Androgen Deficiency: One of the roles of androgenic hormones is to help generate and maintain lean body mass. More than half of men with AIDS have low or inadequate androgenic hormone levels due to HIV's interference with the hypothalamus-pituitary axis, adrenal glands, and the testes. Total and free testosterone levels are both suppressed. This lack of endogenous anabolic stimulation is particularly important in light of the metabolic shift away from preservation of lean body mass. HIV's effect on endogenous androgens in women has not been well studied. Given the high prevalence of wasting syndrome in women, both viral effects on female metabolism and the impact of hormone supplementation need further study.

Treatment of Wasting: Optimally, clinicians should try to prevent wasting syndrome as well as treat it when it occurs. Weight loss is often the first sign of a new AIDS-defining illness. Patients should be weighed at every visit and their weight trends recorded on a graph. Because lean body mass is lost in preference to fat, weight alone can be a misleading indicator of nutritional status and clinical course. Laboratory markers of nutritional status include albumin, transferrin, and cholesterol levels. Some clinicians also use bioelectric impedance analysis, which measures lean body mass, to track nutritional status.

Treating Underlying Illness: A crucial first step is to provide appropriate antiretroviral therapy as well as meticulous prophylaxis and treatment of OIs. Two early studies documented clinical and biochemical improvement in individuals treated with AZT monotherapy; one documented an average 2- to 3-kg weight gain and a second demonstrated rapid, significant, and sustained declines in interferon and triglyceride levels in subjects treated with AZT. A later study documented a decrease in REE of 650 kcal/day in patients with CMV colitis who were treated with ganciclovir. Several studies have documented that patients with active, untreated secondary infections are often unable to gain weight even with hyperalimentation.

Patients with untreated secondary infections involving the mouth and GI tract tend to have poor oral intake, since they often have dysphagia and odynophagia as well as diarrhea and malabsorption. Addressing oral and esophageal complications can improve caloric intake and reduce discomfort (see ACC, March 1995 for a complete discussion of esophageal lesions in HIV).

Nutrition: Maintenance of good nutrition is essential. Lost weight can be very difficult to replace. Calorie needs are in the 25 to 60 kcal/kg/day range; 20% should be protein. Working with a nutritionist is helpful. Patients often have deficiencies of micronutrients. One study found a 31% decrease in progression to AIDS in patients taking regular multivitamins with minerals. This finding may be confounded by a bias in favor of more compliant patients with better diets.

Oral feeding is clearly the nutritional route of choice. Emphasizing intake that is high in calories, protein, and fat is important.
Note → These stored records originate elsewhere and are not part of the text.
PR #148, opened 2019-07-13
Feature/row expanded by default

Wiland:
Hi @jbetancur,

This PR is related to a new feature that I need in a project I'm working on. It's the possibility of setting a field in each data item (similar to the expandableDisabledField) that contains a boolean to render the row expanded by default on the initial render.

I also added a rule exception in the eslint config file in order to avoid an error in Windows OS related to linebreaks.

Let me know if there's anything that I need to fix before merging this PR.

Thanks!


src/DataTable/__tests__/DataTable.test.js
```diff
@@ -457,6 +457,22 @@ describe('DataTable::expandableRows', () => {
...
   });
+
+  test('should render correctly when defaultExpandedField is true', () => {
+    const mock = dataMock();
+    mock.data[0].defaultExpanded = true;
+    const { container } = render(
+      <DataTable
+        data={mock.data}
+        columns={mock.columns}
+        defaultSortField="some.name"
```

Over-the-counter nutritional supplements can help patients who are having difficulty with meals, or while they are being treated for oral or esophageal ulcers. Enteral alimentation can be used if oral or esophageal disease or disabling systemic illness makes eating temporarily impractical. Total parenteral nutrition (TPN) has been hotly debated in AIDS. Using TPN in patients with inadequately treated, active OIs and end-stage disease is of little value. Weight gained, if any, will be primarily fat. TPN is occasionally useful as temporary "bridge" therapy for a discrete period during treatment of intercurrent illness. The clear goal should be a restoration of full oral feeding once the patient can eat again. TPN is generally inappropriate in the terminal care of patients with AIDS.